§ Work to complete
Where does the string "scripts" occur in the records below? Copy every line that holds it.

--------------------

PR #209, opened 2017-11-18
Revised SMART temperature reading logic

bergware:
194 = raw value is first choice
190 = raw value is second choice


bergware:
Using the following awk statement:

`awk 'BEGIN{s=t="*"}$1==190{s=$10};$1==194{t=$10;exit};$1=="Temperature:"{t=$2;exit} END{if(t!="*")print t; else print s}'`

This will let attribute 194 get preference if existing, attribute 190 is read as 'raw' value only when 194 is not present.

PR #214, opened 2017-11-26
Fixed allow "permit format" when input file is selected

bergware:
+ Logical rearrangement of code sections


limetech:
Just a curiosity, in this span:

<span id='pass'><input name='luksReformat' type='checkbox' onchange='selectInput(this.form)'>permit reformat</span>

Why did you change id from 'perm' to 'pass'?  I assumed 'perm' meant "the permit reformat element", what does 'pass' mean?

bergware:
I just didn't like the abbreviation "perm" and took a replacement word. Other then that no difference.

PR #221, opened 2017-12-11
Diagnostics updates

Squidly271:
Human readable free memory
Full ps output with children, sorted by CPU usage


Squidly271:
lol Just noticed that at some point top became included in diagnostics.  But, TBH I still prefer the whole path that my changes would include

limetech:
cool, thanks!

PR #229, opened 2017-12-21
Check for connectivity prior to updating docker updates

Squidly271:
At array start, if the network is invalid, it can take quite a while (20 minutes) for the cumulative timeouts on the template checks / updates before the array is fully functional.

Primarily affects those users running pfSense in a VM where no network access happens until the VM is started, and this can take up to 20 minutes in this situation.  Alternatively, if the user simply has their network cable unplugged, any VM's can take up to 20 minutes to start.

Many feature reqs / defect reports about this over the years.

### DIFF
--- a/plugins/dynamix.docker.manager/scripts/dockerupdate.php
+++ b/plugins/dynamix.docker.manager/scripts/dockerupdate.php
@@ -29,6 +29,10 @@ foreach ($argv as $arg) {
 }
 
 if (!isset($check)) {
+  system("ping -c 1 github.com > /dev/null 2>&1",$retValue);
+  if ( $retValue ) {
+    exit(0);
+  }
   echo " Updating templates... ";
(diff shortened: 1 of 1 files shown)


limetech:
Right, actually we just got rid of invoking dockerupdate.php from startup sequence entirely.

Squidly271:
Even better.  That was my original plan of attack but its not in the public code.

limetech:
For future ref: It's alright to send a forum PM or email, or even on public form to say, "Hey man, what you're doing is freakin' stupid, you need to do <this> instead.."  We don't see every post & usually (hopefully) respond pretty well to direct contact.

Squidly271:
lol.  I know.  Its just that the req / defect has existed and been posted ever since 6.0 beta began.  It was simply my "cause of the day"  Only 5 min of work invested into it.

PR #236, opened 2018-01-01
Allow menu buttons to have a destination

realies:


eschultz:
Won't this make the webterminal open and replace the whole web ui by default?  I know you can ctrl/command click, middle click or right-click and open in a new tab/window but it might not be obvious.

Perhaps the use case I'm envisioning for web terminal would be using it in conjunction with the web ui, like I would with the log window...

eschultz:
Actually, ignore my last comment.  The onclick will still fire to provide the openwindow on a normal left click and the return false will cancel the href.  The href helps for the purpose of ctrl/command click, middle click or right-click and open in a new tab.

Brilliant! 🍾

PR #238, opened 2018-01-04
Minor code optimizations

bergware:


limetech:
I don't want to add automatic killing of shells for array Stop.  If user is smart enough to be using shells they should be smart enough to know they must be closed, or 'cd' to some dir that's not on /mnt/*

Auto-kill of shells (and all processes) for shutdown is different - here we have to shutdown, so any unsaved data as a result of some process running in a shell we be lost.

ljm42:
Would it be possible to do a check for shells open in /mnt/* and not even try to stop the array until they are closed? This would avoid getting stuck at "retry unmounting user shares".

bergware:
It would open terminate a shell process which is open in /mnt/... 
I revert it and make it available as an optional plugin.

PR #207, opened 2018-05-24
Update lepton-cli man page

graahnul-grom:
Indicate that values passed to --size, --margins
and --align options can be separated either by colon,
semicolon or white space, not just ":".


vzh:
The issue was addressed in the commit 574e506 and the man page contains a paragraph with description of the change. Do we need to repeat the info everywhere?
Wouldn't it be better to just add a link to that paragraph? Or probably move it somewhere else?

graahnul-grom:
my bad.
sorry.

--------------------

§ Response box
--- a/plugins/dynamix.docker.manager/scripts/dockerupdate.php
+++ b/plugins/dynamix.docker.manager/scripts/dockerupdate.php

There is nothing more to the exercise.